- What you will do: Examine the records and identify each line that includes the string "modifications". Copy those lines.

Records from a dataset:
PR #201, opened 2021-11-03
Problem: no integration test for state sync #6

### LINKED ISSUE #6: Problem: no integration test for state sync
Check state sync behavior in integration test:
- run the devnet
- do some transactions
- add a new state sync node, sync
  - check query chain state works
  - check query old transaction don't work
  - check execute new transaction works
  - check query new transaction works

damoncro:

Close #6
# PR Checklist:

- [x] If your changes affect the client infrastructure, have you run the integration test?

### DIFF
--- a/integration_tests/conftest.py
+++ b/integration_tests/conftest.py
@@ -76,5 +76,5 @@ def cronos_cluster(worker_index, pytestconfig, tmp_path_factory):
         Path(__file__).parent / "../scripts/cronos-devnet.yaml",
         worker_index,
         tmp_path_factory.mktemp("data"),
-        quiet=True,
+        # quiet=True,
     )
--- a/integration_tests/conftest.py
+++ b/integration_tests/conftest.py
@@ -1,6 +1,10 @@
+import re
+from pathlib import Path
+
 import pytest
 
 from .network import setup_cronos, setup_geth
+from .utils import cluster_fixture
 
 
 def pytest_configure(config):
@@ -59,3 +63,18 @@ def cluster(request, cronos, geth):
         yield geth
     else:
         raise NotImplementedError
+
+@pytest.fixture(scope="session")
+def worker_index(worker_id):
+    match = re.search(r"\d+", worker_id)
+    return int(match[0]) if match is not None else 0
+
+@pytest.fixture(scope="session")
+def cronos_cluster(worker_index, pytestconfig, tmp_path_factory):
+    "default cluster fixture"
+    yield from cluster_fixture(
+        Path(__file__).parent / "../scripts/cronos-devnet.yaml",
+        worker_index,
+        tmp_path_factory.mktemp("data"),
+        quiet=True,
+    )
--- a/integration_tests/conftest.py
+++ b/integration_tests/conftest.py
@@ -64,12 +64,12 @@ def cluster(request, cronos, geth):
     else:
         raise NotImplementedError
 
-@pytest.fixture(scope="session")
+@pytest.fixture(scope="module")
 def worker_index(worker_id):
     match = re.search(r"\d+", worker_id)
     return int(match[0]) if match is not None else 0
 
-@pytest.fixture(scope="session")
+@pytest.fixture(scope="module")
 def cronos_cluster(worker_index, pytestconfig, tmp_path_factory):
     "default cluster fixture"
     yield from cluster_fixture(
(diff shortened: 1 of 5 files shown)


integration_tests/conftest.py
```diff
@@ -59,3 +63,18 @@ def cluster(request, cronos, geth):
...
+
+@pytest.fixture(scope="module")
+def worker_index(worker_id):
+    match = re.search(r"\d+", worker_id)
+    return int(match[0]) if match is not None else 0
+
+@pytest.fixture(scope="module")
+def cronos_cluster(worker_index, pytestconfig, tmp_path_factory):
+    "default cluster fixture"
+    yield from cluster_fixture(
```
yihuang, line 75: I think you can use the default `cronos` fixture?

integration_tests/pyproject.toml
```diff
@@ -20,6 +20,7 @@ python-dateutil = "^2.8.1"
 pystarport = { git = "https://github.com/crypto-com/pystarport.git", branch = "main" }
 web3 = "^5.20.1"
 eth-bloom = "^1.0.4"
+pytest-xdist = "1.34.0"
```
yihuang, line 23: we didn't use pytest-xdist to run the integration tests, so don't need the dependency.

integration_tests/utils.py
```diff
@@ -139,15 +139,15 @@ def cluster_fixture(
             ini = chain_data / cluster.SUPERVISOR_CONFIG_FILE
             ini.write_text(
                 re.sub(
-                    r"^command = (.*/)?chain-maind",
-                    "command = chain-maind-inst "
+                    r"^command = (.*/)?cronosd",
```
yihuang, line 142: We should remove this function, it's copied from chain-main, not used in cronos, there's `setup_cronos` function in the `network.py`.

integration_tests/pyproject.toml
damoncro: Why we don't use it? Too clumsy?

integration_tests/utils.py
damoncro: I found it is portable if I create multiple nodes with pytest-xdist. And it works in cronos as well.

damoncro: It is ok to use `setup_cronos`, I can try it to create multiple nodes.

integration_tests/conftest.py
damoncro: It is ok to use `cronos` fixture to create multiple nodes. But I found pytest-xdist is also working alright. Just curious about why we abandon `pytest-xidst` in cronos?

yihuang: `pytest-xidst` is for running tests in parallel to save time, the current test running time in Cronos is ok I think.
several issue with `pytest-xdist` based on previous experience:
- fixtures can't be shared in multiple worker processes, so each work processes need to setup it's own cronos devnet, while only a single one is needed in normal case.
- Not easy to distribute the workload evenly, because different test cases could rely on different setup, so in chain-main we distribute test cases by module, so the spetial devnet only need to set up once in one of the worker processes, but the running times of different test module might vary a lot. But distributing test cases by functions might end up with too many duplicated devnet setups in the worker processes.
- The github action exec env get stressed when there are many parallel executions, results in timeout errors.

integration_tests/pyproject.toml
yihuang: https://github.com/crypto-org-chain/cronos/pull/201#discussion_r741622869

tomtau (commented):
for testing, maybe also need to do a small change in the Go code, otherwise this integration test won't be triggered on this PR?

yihuang:
> for testing, maybe also need to do a small change in the Go code, otherwise this integration test won't be triggered on this PR?

the pytest should pick it up automatically since the function name starts with `test_`.
But many CI checks don't run for this PR, is it because of new contributor?

tomtau:
@yihuang I don't think it's because of a new contributor (it'd display the button to maintainers to execute CI actions) -- it's likely because of this diff filter: https://github.com/crypto-org-chain/cronos/blob/main/.github/workflows/build.yml#L32

yihuang:
> @yihuang I don't think it's because of a new contributor (it'd display the button for maintainers to execute CI actions) -- it's likely because of this diff filter: https://github.com/crypto-org-chain/cronos/blob/main/.github/workflows/build.yml#L32

https://github.com/crypto-org-chain/cronos/blob/main/.github/workflows/test.yml#L24
but there's no filter in the integration test workflow.

damoncro:
Closed and followed with https://github.com/crypto-org-chain/cronos/pull/203

PR #233, opened 2021-11-30
Problem: there are duplicated hard coded informations in integration tests

### LINKED ISSUE #10: Problem: there are duplicated hard coded informations in integration tests
follow up on: https://github.com/crypto-org-chain/cronos/pull/8

The genesis keys and addresses are duplicated and hard coded in different places, better to keep them in single place for easier maintenance in the future.

damoncro:

Close #10
This PR adds the following features:
1. Add a `.env` file which consolidates all keys/mnemonic words/address etc. Scripts, python files, and all yamls can read the `.env` file to expand the keys/mnemonic words/address etc 
2. The yaml expansion job is done by pystarport.

Please merge https://github.com/crypto-com/pystarport/pull/37 first. 

# PR Checklist:


damoncro:
I will fix the lint asap. But it is ok to review first.

thomas-nguy:
there are still linter issues

scripts/devnet.yaml
```diff
@@ -8,14 +9,14 @@ cronos_777-1:
   validators:
     - coins: 1000000000000000000stake,1000000000000000000basetcro
       staked: 1000000000000000000stake
-      mnemonic: visit craft resemble online window solution west chuckle music diesel vital settle comic tribe project blame bulb armed flower region sausage mercy arrive release
+      mnemonic: ${VALIDATOR1_MNEMONIC}
```
yihuang, line 12: Is there a simple way to use this config directly for development after this change?

yihuang: Maybe we can support the expansion feature in `pystarport` first?

yihuang:
For the lint issues, you probably want to configure `black` and `isort` as plugin in your editor.

scripts/devnet.yaml
damoncro: Yes, I already support it in local pystarport. It is ok to summit another PR for it.

damoncro:
@yihuang I just configured it. Should be ok now.

yihuang (commented):
I think we should support the expansion feature in `pystarport` directly, so people can still use `pystarport serve --config scripts/devnet.yaml` in cli directly.

damoncro:
ok, I'll change a little bit. By the way the PR here https://github.com/crypto-com/pystarport/pull/37

yihuang:
> ok, I'll change a little bit. By the way the PR here [crypto-com/pystarport#37](https://github.com/crypto-com/pystarport/pull/37)

If that one is merged, we don't need to do the expansion here right?

damoncro:
@yihuang Yes, but `.env` can not work in our nix setting so far if it is relative path, https://github.com/crypto-com/pystarport/pull/37 only works in cli usage.

I still need to do some modifications on this PR.

yihuang:
> @yihuang Yes, but `.env` can not work in our nix setting so far if it is relative path, [crypto-com/pystarport#37](https://github.com/crypto-com/pystarport/pull/37) only works in cli usage, which I tested.

why?

> 
> I still need to do some modifications on this PR.

damoncro:
the `scripts.nix` would copy the yaml files to nix store, if the .env is relative path, it is under `/nix/store`, of course, the `.env` is not there. But I can avoid the setting by not copying to nix store.

yihuang:
> the `scripts.nix` would copy the yaml files to nix store, if the .env is relative path, it is under `/nix/store`, of course, the `.env` is not there. But I can update `default.nix` and `scripts.nix` by not copying to nix store.

This can be solved by overriding the `dotenv` path with a parameter.

damoncro:
Good idea, I can also try parameterise it.

damoncro:
Now change the expansion work to pystarport. But [The commit ](https://github.com/damoncro/cronos/commit/68675b519992ea39435d934358db6bed7dbff579) uses the test version of pystarport, need to finish and merge https://github.com/crypto-com/pystarport/pull/37, before continuing.

thomas-nguy (approved):

integration_tests/pyproject.toml
```diff
@@ -17,9 +17,11 @@ protobuf = "^3.13.0"
 grpcio = "^1.33.2"
 PyYAML = "^5.3.1"
 python-dateutil = "^2.8.1"
-pystarport = { git = "https://github.com/crypto-com/pystarport.git", branch = "main" }
 web3 = "^5.20.1"
 eth-bloom = "^1.0.4"
+python-dotenv = "^0.19.2"
+deepdiff = "^5.6.0"
```
yihuang, line 23:
```suggestion
```
I think we don't need these two dependencies here anymore?

integration_tests/pyproject.toml
```diff
@@ -17,9 +17,11 @@ protobuf = "^3.13.0"
...
+pystarport = {git = "https://github.com/damoncro/pystarport.git", rev = "feature/expansion"}
```
yihuang, line 24: Should change to crypto-com repo after the corresponding PR merged.

integration_tests/utils.py
```diff
@@ -17,15 +17,18 @@
...
 import yaml
 from dateutil.parser import isoparse
+from dotenv import load_dotenv
 from eth_account import Account
 from hexbytes import HexBytes
 from pystarport import cluster, ledger
 from pystarport.ports import rpc_port
 from web3._utils.transactions import fill_nonce, fill_transaction_defaults
 
+load_dotenv("../scripts/.env")
```
yihuang, line 27:
```suggestion
load_dotenv(Path(__file__).parent.parent / "scripts/.env")
```

nix/default.nix
```diff
@@ -24,10 +24,11 @@ import sources.nixpkgs {
       import ./scripts.nix {
         inherit pkgs;
         config = {
-          chainmain-config = ../scripts/chainmain-devnet.yaml;
-          cronos-config = ../scripts/cronos-devnet.yaml;
-          hermes-config = ../scripts/hermes.toml;
-          geth-genesis = ../scripts/geth-genesis.json;
+          chainmain-config = builtins.toString ../scripts/chainmain-devnet.yaml;
```
yihuang, line 27: Why the `builtins.toString` call?

nix/sources.json
```diff
@@ -73,15 +73,15 @@
         "url_template": "https://github.com/<owner>/<repo>/archive/<rev>.tar.gz"
     },
     "pystarport": {
-        "branch": "main",
+        "branch": "feature/expansion",
         "description": "pystarport setup and run local devnet for cosmos like blockchains",
         "homepage": null,
-        "owner": "crypto-com",
+        "owner": "damoncro",
```
yihuang, line 79: TODO change org after corresponding PR merged.

scripts/.env
```diff
@@ -0,0 +1,10 @@
+export VALIDATOR_KEY='826E479F5385C8C32CD96B0C0ACCDB8CC4FA5CACCC1BE54C1E3AA4D676A6EFF5'
+export COMMUNITY_KEY='5D665FBD2FB40CB8E9849263B04457BA46D5F948972D0FE4C1F19B6B0F243574'
+export PASSWORD='123456'
+export VALIDATOR1_MNEMONIC="visit craft resemble online window solution west chuckle music diesel vital settle comic tribe project blame bulb armed flower region sausage mercy arrive release"
+export VALIDATOR2_MNEMONIC="direct travel shrug hand twice agent sail sell jump phone velvet pilot mango charge usual multiply orient garment bleak virtual action mention panda vast"
+export COMMUNITY_MNEMONIC="notable error gospel wave pair ugly measure elite toddler cost various fly make eye ketchup despair slab throw tribe swarm word fruit into inmate"
+export SIGNER1_MNEMONIC="shed crumble dismiss loyal latin million oblige gesture shrug still oxygen custom remove ribbon disorder palace addict again blanket sad flock consider obey popular"
+export SIGNER2_MNEMONIC="night renew tonight dinner shaft scheme domain oppose echo summer broccoli agent face guitar surface belt veteran siren poem alcohol menu custom crunch index"
+export CRONOS_ADMIN="crc12luku6uxehhak02py4rcz65zu0swh7wjsrw0pp"
```
yihuang, line 9: The address and the private keys are actually derived from the mnemonics, it would be better if we can remove this redundancy, but it's ok regardless.

nix/default.nix
damoncro: It is necessary to get the full path of the file (string), instead of copying to nix store. https://github.com/crypto-org-chain/cronos/blob/main/nix/scripts.nix#L15:  if we use  `./scripts/cronos-devnet.yaml`, then quote it with  `${config.cronos-config}` will copy to nix store. 

Not copying to nix sotre has following benefits:
1. Read `.env` with relative path just under the project `script` folder.
2. In nix-shell environment, if we modify the `cronos-devnet.yaml`, we can call start-cronos directly without exiting the nix-shell and re-enter the nix-shell.

damoncro: Before:
```
#!/nix/store/c9cxq1583a85bsq76q2rbnbiwwp7ygxr-bash-4.4-p23/bin/bash
# rely on environment to provide cronosd
export PATH=/nix/store/f347n055kzsyq30m41x481dpsq0zbip1-python3.8-pystarport-0.2.2/bin:$PATH
source /nix/store/ym2jzjqjmzf7azjkc8m9jd4vy0qjrx5p-dotenv
/nix/store/zhicf2wijlr36315xx1nxq5bhh6q90qs-start-cronos /nix/store/k0mfjv85j0sjbfjj6lisriwq3pkzcsqi-cronos-devnet.yaml $@

```


After:

```
#!/nix/store/c9cxq1583a85bsq76q2rbnbiwwp7ygxr-bash-4.4-p23/bin/bash
# rely on environment to provide cronosd
export PATH=/nix/store/2kfp7bbr155h88zy0kglji3ff33f0p4k-python3.8-pystarport-0.2.2/bin:$PATH
source /nix/store/ym2jzjqjmzf7azjkc8m9jd4vy0qjrx5p-dotenv
/nix/store/zhicf2wijlr36315xx1nxq5bhh6q90qs-start-cronos /Users/damonchen/Documents/cronos/scripts/cronos-devnet.yaml $@

```

nix/sources.json
damoncro: Done

integration_tests/utils.py
damoncro: Done

integration_tests/pyproject.toml
damoncro: Done

integration_tests/pyproject.toml
damoncro: Done

scripts/.env
damoncro: I see, is it better to follow in another issue?

damoncro: Created in https://github.com/crypto-org-chain/cronos/issues/240

nix/default.nix
yihuang: Then you don't get the reproducibility with these scripts.
In development, you can always call `./scripts/start-cronos config data` explicitly.

integration_tests/pyproject.toml
damoncro: `python-dotenv` is used in `integration_tests/utils.py`, should be kept.

integration_tests/pyproject.toml
damoncro: `python-dotenv` is used in `integration_tests/utils.py`, should be kept.

nix/default.nix
damoncro: I see, treat it like a fixed binary. Let me think a more thoughtful idea.

damoncro: One question here: since `config` is fixed, only data directory can be changed. Should be `./scripts/start-cronos data` can be called, rather than `./scripts/start-cronos config data`?

damoncro:
```
[nix-shell:~/Documents/cronos/integration_tests]$ start-cronos
No data directory supplied
```

damoncro: Oh, seems you make it wrong? `./scripts/start-cronos config data` is different than `start-cronos` binary. If user calls `./scripts/start-cronos config data`, it is always reproducible.

damoncro: It is ok to make `start-cronos` also reproducible as well.

damoncro: But seems no documents here, user would not know `start-cronos` exists. The binary is not useful because it only works in `nix-shell`. Even me, I don't use it at all.

damoncro: Of course, it is important in integration test. Just not that useful for users, assuming they do not have `nix` installed.

yihuang: `start-cronos` and `start-geth` are only used to start cronos and geth devnets with the identical environment, to run cronos devnet with custom config, one can always use `pystarport` directly, the `scripts/start-cronos` is only a thin wrapper over that.

damoncro: Two TODOs here:
1. Make all `ShellScriptBin` reproducible. And add documents if possible.
2. Improve all scripts. E.g. So that user knows they can use `dotenv` option as well.

integration_tests/pyproject.toml
```diff
@@ -17,9 +17,10 @@ protobuf = "^3.13.0"
 grpcio = "^1.33.2"
 PyYAML = "^5.3.1"
 python-dateutil = "^2.8.1"
-pystarport = { git = "https://github.com/crypto-com/pystarport.git", branch = "main" }
 web3 = "^5.20.1"
 eth-bloom = "^1.0.4"
+python-dotenv = "^0.19.2"
+pystarport = {git = "https://github.com/crypto-com/pystarport.git", rev = "main"}
```
yihuang, line 23:
```suggestion
pystarport = "^0.2.3"
```
`0.2.3` is released on pypi now,

nix/default.nix
yihuang: We can remove `start-chainmain` and `start-cronos`, and simply use `pystarport` directly.

yihuang (approved):

PR #239, opened 2021-12-03
Problem: gravity module is not up to date and pointed to a forked version

thomas-nguy:
Solution: Point to upstream and use latest version v0.2.23 since the bugfix https://github.com/PeggyJV/gravity-bridge/pull/182 has been merged to upstream


tomtau (approved):
👍probably also re-generate the gomod2nix.toml for integration tests?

- Exercise output:
I still need to do some modifications on this PR.
> I still need to do some modifications on this PR.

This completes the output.